Enable this option when you do not want lineage to be automatically generated and prefer to create lineage manually or using an API.

By default, automatic lineage generation is enabled.

Enable or Disable Obfuscate Literals

You can hide literal values from queries ingested with query log ingestion and displayed on the Queries tab of a schema and table catalog objects.

On the General Settings tab enable or disable the Obfuscate literals toggle.

When enabled, literal values are substituted with placeholder values.

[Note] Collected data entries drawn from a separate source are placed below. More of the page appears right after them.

PR #805, opened 2025-05-09
fix(wheelhouse): install from poetry.lock if present

### LINKED ISSUE #789: Bug located in actions/build-wheelhouse

### 🐞 Description of the bug

When building a wheelhouse for a poetry project I would expect the locked dependencies to be used, however the action installs the package using pip directly, so bypassing the locked dependencies and using some uncontrolled set.

For example: https://github.com/ansys/grantami-recordlists/tree/maint/update-serverapi-openapi

If you clone this branch and install it to a venv using `pip install .` you'll get one set of dependencies, but if you use `poetry install` and remove the dev dependencies you get another set.

| Package | Version (pip) | Version (poetry) |
| --------- | -------------- | ----------------- |
| ansys-grantami-recordlists | 1.3.0 | 1.3.0 |
| ansys-grantami-serverapi-openapi | 4.0.1 | 4.0.1 |
| ansys-openapi-common | 2.3.0 | 2.3.0 |
| certifi | 2025.1.31 | 2024.8.30 |
| cffi | 1.17.1 | 1.17.1 |
| charset-normalizer | 3.4.1 | 3.4.0 |
| cryptography | 44.0.2 | 43.0.3 |
| idna | 3.10 |  3.10 |
| pip | 24.0 | 24.0 |
| pycparser | 2.22 | 2.22 |
| pyparsing | 3.2.3 | 3.2.0 |
| pypiwin32 | 223 | 223 |
| pyspnego |  0.11.2 | 0.11.1 |
| python-dateutil | 2.9.0.post0 | 2.9.0.post0 |
| pywin32 | 310 | 308 |
| requests | 2.32.3 | 2.32.3 |
| requests-negotiate-sspi | 0.5.2 | 0.5.2 |
| requests_ntlm | 1.3.0 | 1.3.0 |
| setuptools | 65.5.0 | 65.5.0 |
| six | 1.17.0 | 1.16.0 |
| sspilib | 0.3.0 | 0.2.0 |
| urllib3 | 2.4.0 | 2.2.3 |

This is a problem both because its making CI fail due to the issue with metadata and pip licensing, but more importantly because the lock file is no longer the source of truth for our package.

### 📝 Steps to reproduce

As above

Windows

n/a

3.9

### 📦 Installed packages

```shell
n/a
```

jorgepiloto:
Fix #789 by installing from the `poetry.lock` file if present. This pull-request also adds the `working-directory` input so mono-repos can build the wheelhouse for its various libraries, as the `working-directory` input is not supported by GitHub with the `uses` syntax.

### DIFF
--- a/build-wheelhouse/action.yml
+++ b/build-wheelhouse/action.yml
@@ -148,15 +148,6 @@ runs:
       run: |
         python -m pip install build wheel
 
-    - name: "Check if specific target is requested"
-      id: specific-target-requested
-      shell: bash
-      env:
-        TARGET: ${{ inputs.target }}
-      run: |
-        echo "install_target=$( [[ "${TARGET}" == '' ]] && echo '.' || echo ".[${TARGET}]")" >> ${GITHUB_OUTPUT}
-        echo "wheelhouse_target=$( [[ "${TARGET}" == '' ]] && echo 'wheelhouse' || echo "${TARGET}-wheelhouse")" >> ${GITHUB_OUTPUT}
-
     - name: "Identify the build system"
       id: build-system
       shell: bash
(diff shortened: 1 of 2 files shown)


build-wheelhouse/action.yml
```diff
@@ -153,16 +161,32 @@ runs:
...
+
+    - name: "Install the library"
       env:
         INSTALL_TARGET: ${{ steps.specific-target-requested.outputs.install_target }}
+        BUILD_BACKEND: ${{ steps.build-system.outputs.BUILD_BACKEND }}
+      shell: bash
       run: |
-        python -m pip install "${INSTALL_TARGET}"
+        if [[ "${BUILD_BACKEND}" == 'poetry' ]]; then
+          poetry install ${INSTALL_TARGET}
```
RobPasMue, line 186: We should check that we are doing this as well in other actions -- I'm thinking mostly the testing and docs actions, although I think it's already the case

jorgepiloto: It looks like the other actions are using poetry install commands. I moved the changes for the working directory in https://github.com/ansys/actions/pull/807.

RobPasMue:
Can we get this merged and patch released?

da1910 (changes requested):
I _think_ we need to make sure that we are not installing dev or any other groups, it should only be the root unless we manually request additional depedency groups.

jorgepiloto:
Patched in https://github.com/ansys/actions/actions/runs/14972143164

Disable this option when you want literal values in queries to be visible to users.

By default, this option is disabled.

Configure Logging

To set the logging level for your Snowflake OCF data source logs, perform these steps:

From Alation version 2023.3.2.1 and connector version 2.2.9

  1. On the Settings page of your Snowflake OCF data source, go to General Settings > Connector logs.

  2. Select a logging level for the connector logs and click Save.

    The available log levels are based on the Log4j framework.

You can view the connector logs in Admin Settings > Server Admin > Manage Connectors > Snowflake OCF connector.

Configure Add-On OCF Connector for dbt

The dbt connector can be used as an add-on with another OCF connector to extract and catalog descriptions and lineage from dbt models, sources, and columns in dbt Core or dbt Cloud. See Add-On OCF Connector for dbt on how to use this connector.